Exercise requirements:
Within the material, how many of the lines include the word "Veteran"? State only that number.

Data to examine:
PR #12699, opened 2022-04-12
Fixed Veteran-Only species being selectable by non-Veterans

GoldenAlpharex:
## About The Pull Request
Does what it says on the tin. I now added some extra verification so that, now, if the race is veteran-only and you're trying to apply those prefs to yourself as a non-Veteran, it's not going to work, which means nobody is going to be grandfathered in for a bug.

Solution for this exercise:
2